The official said that the airfield blasts were a message to Russia that they “are safe nowhere.”

“Let them know how it feels,” the official added, referring to the fear and uncertainty that has spread across Ukraine, where Russia has fired more than 3,000 missiles since February 24.

The attack was reportedly carried out by Ukrainian special forces — but how? Ukraine has been coy about what weapon was used. The U.S. denies adamantly that we supplied any long-range missiles to Kiev, but is that just BS designed to keep our fingerprints off a provocative attack or could it be true? Has Kiev developed a capability for long-range strikes independent of its western patrons?

Maybe. Some analysts speculate that the Saki strike was carried out by modified Neptune anti-ship missiles. But the Warzone wonders if the weapon responsible might have a sort of hybrid provenance, developed natively by Ukraine and then given a little extra push over the finish line by Uncle Sam. A Ukrainian weapons firm has been working on a short-range ballistic missile capable of being fired by mobile launchers for nearly 20 years, it turns out. If the missile, known as “Grim,” is now in the field, its completion may have been a timely collaborative effort.

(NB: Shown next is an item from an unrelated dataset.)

Issue #621, opened 2026-06-03
FEAT: Add session audit context setter/getter API (set_audit_context / get_audit_context) for compliance tracing


kapilsamant:
### Is your feature request related to a problem? Please describe.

There is also the potential that Ukraine has received assistance from one or more of its international partners, especially the United States, since the conflict began to help field a more robust, if still small operational force armed with Grim-2/Hrim-2s or similar missiles. There is already substantial evidence that the U.S. military quietly helped integrate the AGM-88 High-speed Anti-Radiation Missiles (HARM), primarily designed to home in on and destroy enemy air defense radars, onto Ukrainian aircraft, as you can read more about here. American authorities at least facilitated some kind of similar integration of 70mm laser-guided Advanced Precision Kill Weapon System II (APKWS II) rockets onto ground and/or aerial platforms. Other countries, such as the United Kingdom, have helped the Ukrainian Armed Forces field additional non-ballistic ground-based surface-to-surface missile systems, as well…

The U.S. government has not been willing to supply such a capability in the form of land-attack cruise missiles or ATACMS ballistic missiles due to the risk of escalating and broadening the conflict. But, helping Ukraine build its own weapons would be a different story, and Ukraine had just such a weapon relatively deeply in development, as well as others.

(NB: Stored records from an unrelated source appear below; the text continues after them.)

Issue #629, opened 2026-06-08
1.8.0 fails in writing to varchar(max)


sravikrishna:
The code is same as was mentioned in another bug I recently created.

https://github.com/microsoft/mssql-python/issues/609

mssql-python : 1.8.0
Windows python 3.13.13

my program reads few thousand rows from fetchmany and passes it to another connection where it is written via executemany.

Traceback (most recent call last):
  File "C:\mytools\dbatools\pybin\sqlcopy.py", line 183, in <module>
    copy_data_from_sql_file(driver,sql_file,t_table,s_cxn,t_cxn)
    ~~~~~~~~~~~~~~~~~~~~~~~^^^^^^^^^^^^^^^^^^^^^^^^^^^^^^^^^^^^^
  File "C:\mytools\dbatools\pybin\sqlcopy.py", line 125, in copy_data_from_sql_file
    t_cursor.executemany(ins_sql,rows)
    ~~~~~~~~~~~~~~~~~~~~^^^^^^^^^^^^^^
  File "C:\winpython\Lib\site-packages\mssql_python\cursor.py", line 2389, in executemany
    self.execute(operation, row)
    ~~~~~~~~~~~~^^^^^^^^^^^^^^^^
  File "C:\winpython\Lib\site-packages\mssql_python\cursor.py", line 1476, in execute
    paraminfo = self._create_parameter_types_list(param, param_info, parameters, i)
  File "C:\winpython\Lib\site-packages\mssql_python\cursor.py", line 1003, in _create_parameter_types_list
    sql_type, c_type, column_size, decimal_digits, is_dae = self._map_sql_type(
                                                            ~~~~~~~~~~~~~~~~~~^
        parameter, parameters_list, i, min_val=min_val, max_val=max_val
        ^^^^^^^^^^^^^^^^^^^^^^^^^^^^^^^^^^^^^^^^^^^^^^^^^^^^^^^^^^^^^^^
    )
    ^
  File "C:\winpython\Lib\site-packages\mssql_python\cursor.py", line 701, in _map_sql_type
    raise TypeError(
        "Unsupported parameter type: The driver cannot safely convert it to a SQL type."
    )
TypeError: Unsupported parameter type: The driver cannot safely convert it to a SQL type.

As the error is coming from executemany, it means that it is the write which is failing.

The structure of the table being written to is

	[database_name] [varchar](50) NOT NULL,
	[login_name] [varchar](100) NULL,
	[host_name] [varchar](100) NULL,
[...]

PR #630, opened 2026-06-10
FIX: Handle Row objects in executemany DAE fallback path (GH-629)

gargsaumya:

> [AB#45679](https://sqlclientdrivers.visualstudio.com/c6d89619-62de-46a0-8b46-70b92a84d85e/_workitems/edit/45679)

> GitHub Issue: #629 

### Summary   
  
This pull request introduces a compatibility improvement to the `executemany` method in `mssql_python/cursor.py`. It ensures that when iterating through rows of parameters, any Row objects are converted to tuples before execution. This conversion is necessary because the internal `_map_sql_type` logic only recognizes primitive types, and not Row objects, which prevents potential type errors during execution.

Parameter compatibility improvement:

* Updated the `executemany` method to convert Row objects to tuples before passing them to `execute`, ensuring compatibility with the internal type mapping logic.

### DIFF
--- a/mssql_python/cursor.py
+++ b/mssql_python/cursor.py
@@ -2413,6 +2413,11 @@ class Cursor:  # pylint: disable=too-many-instance-attributes,too-many-public-me
                 "DAE parameters detected. Falling back to row-by-row execution with streaming.",
             )
             for row in seq_of_parameters:
+                # Convert Row objects to tuples for compatibility with execute()
+                # Row objects from fetch APIs must be converted since _map_sql_type
+                # only recognizes primitive types (str, int, etc.), not Row objects
+                if hasattr(row, "_values") and hasattr(row, "__iter__"):
+                    row = tuple(row)
                 self.execute(operation, row)
             return
 
--- a/mssql_python/cursor.py
+++ b/mssql_python/cursor.py
@@ -1454,6 +1454,12 @@ class Cursor:  # pylint: disable=too-many-instance-attributes,too-many-public-me
             if isinstance(parameters, tuple) and len(parameters) == 1:
                 if isinstance(parameters[0], (tuple, list, dict)):
                     actual_params = parameters[0]
+                elif isinstance(parameters[0], Row):
+                    # A Row (e.g. from fetchone()) is a sequence of column values.
+                    # Normalize it to a tuple so the downstream binding logic, which
+                    # only handles tuple/list/dict, can unwrap it into individual
+                    # parameters instead of treating the whole Row as one value.
+                    actual_params = tuple(parameters[0])
                 else:
                     actual_params = parameters
             else:
@@ -2413,11 +2419,6 @@ class Cursor:  # pylint: disable=too-many-instance-attributes,too-many-public-me
                 "DAE parameters detected. Falling back to row-by-row execution with streaming.",
             )
             for row in seq_of_parameters:
-                # Convert Row objects to tuples so execute() can unwrap them as parameters.
-                # execute() only unwraps tuple/list/dict arguments, not Row objects,
-                # so passing a Row directly would treat it as a single scalar parameter.
-                if isinstance(row, Row):
-                    row = tuple(row)
                 self.execute(operation, row)
             return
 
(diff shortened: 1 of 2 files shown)


mssql_python/cursor.py
```diff
@@ -2413,6 +2413,11 @@ def executemany(  # pylint: disable=too-many-locals,too-many-branches,too-many-s
                 "DAE parameters detected. Falling back to row-by-row execution with streaming.",
             )
             for row in seq_of_parameters:
+                # Convert Row objects to tuples so execute() can unwrap them as parameters.
+                # execute() only unwraps tuple/list/dict arguments, not Row objects,
+                # so passing a Row directly would treat it as a single scalar parameter.
+                if isinstance(row, Row):
```
bewithgaurav: uncovered a day 0 bug on `Row` ops - bug's root cause is in `execute()` itself and hence suggesting the fix there.

`cursor.execute(sql, row_obj)` hits the same TypeError on `main` and on this branch. quick repro:

```
cur.execute("SELECT * FROM t WHERE id = 1")
r = cur.fetchone()
cur.execute("INSERT INTO t VALUES (?, ?, ?)", r)
# TypeError: Unsupported parameter type
```

same root cause. 
execute() only unpacks (tuple, list, dict) - line 1455, so a `Row` falls through and `_map_sql_type` treats the whole row as one value.

if we unpack Row there itself well, this block isn't needed.
the per-row self.execute(operation, row) below gets solved & no pre-patch will be needed.

ends up smaller diff, broader fix, and execute(sql, row) also fixes.

tests/test_004_cursor.py
```diff
@@ -16594,3 +16594,54 @@ def test_executemany_multi_column_with_large_decimal(cursor, db_connection):
...
+        large_text = "X" * 5000
+        cursor.execute("INSERT INTO #pytest_gh629_source VALUES (?, ?)", (1, large_text))
+        cursor.execute("INSERT INTO #pytest_gh629_source VALUES (?, ?)", (2, large_text))
+        db_connection.commit()
+
+        # Fetch rows as Row objects
+        cursor.execute("SELECT * FROM #pytest_gh629_source")
+        rows = cursor.fetchmany(10)  # Returns Row objects
+        assert len(rows) == 2
+        assert type(rows[0]).__name__ == "Row"
```
bewithgaurav: `type(rows[0]).__name__ == "Row"` is fragile. Row is already imported in this module, better to just use `isinstance(rows[0], Row)`.

bewithgaurav (changes requested):
requesting changes, there's an underlying day 0 bug here, added details. 
happy to re-review once the unwrap moves into execute().

tests/test_004_cursor.py
```diff
@@ -16594,3 +16594,54 @@ def test_executemany_multi_column_with_large_decimal(cursor, db_connection):
     finally:
         cursor.execute("DROP TABLE IF EXISTS #pytest_gh609_multi")
         db_connection.commit()
+
+
+def test_executemany_row_objects_with_varchar_max_dae(cursor, db_connection):
```
bewithgaurav, line 16766: the fix now lives in execute() but the test still only covers the executemany DAE path 
a few lines in the same fixture would guard this fix surface:

```python
cursor.execute("SELECT * FROM #pytest_gh629_source WHERE id = 1")
row = cursor.fetchone()
cursor.execute("INSERT INTO #pytest_gh629_target VALUES (?, ?)", row)
```

otherwise a future refactor of execute()'s unwrap can re-break this

bewithgaurav (dismissed):
lgtm, thanks
approving with a regression test suggestion

tests/test_004_cursor.py
sumitmsft: @gargsaumya I do not see any test directly calls `execute(sql, row)`. Can you pls validate and add?

sumitmsft:
looks good to me.. Approved with a minor change to add one additional test

sumitmsft (dismissed):

tests/test_004_cursor.py
gargsaumya: Done

bewithgaurav (approved):

sumitmsft (approved):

Since the start of the war, the Pentagon has helped Ukraine aim at the Russians by providing intelligence and helped them fire at the Russians by providing weapons systems, most notably HIMARS. Having crossed those lines, the logical next step would be to assist the Ukrainians in fielding locally developed weapons systems that needed some refining before deployment. Especially long-range weapons with potentially game-changing impact on Russian strategy and Russian morale.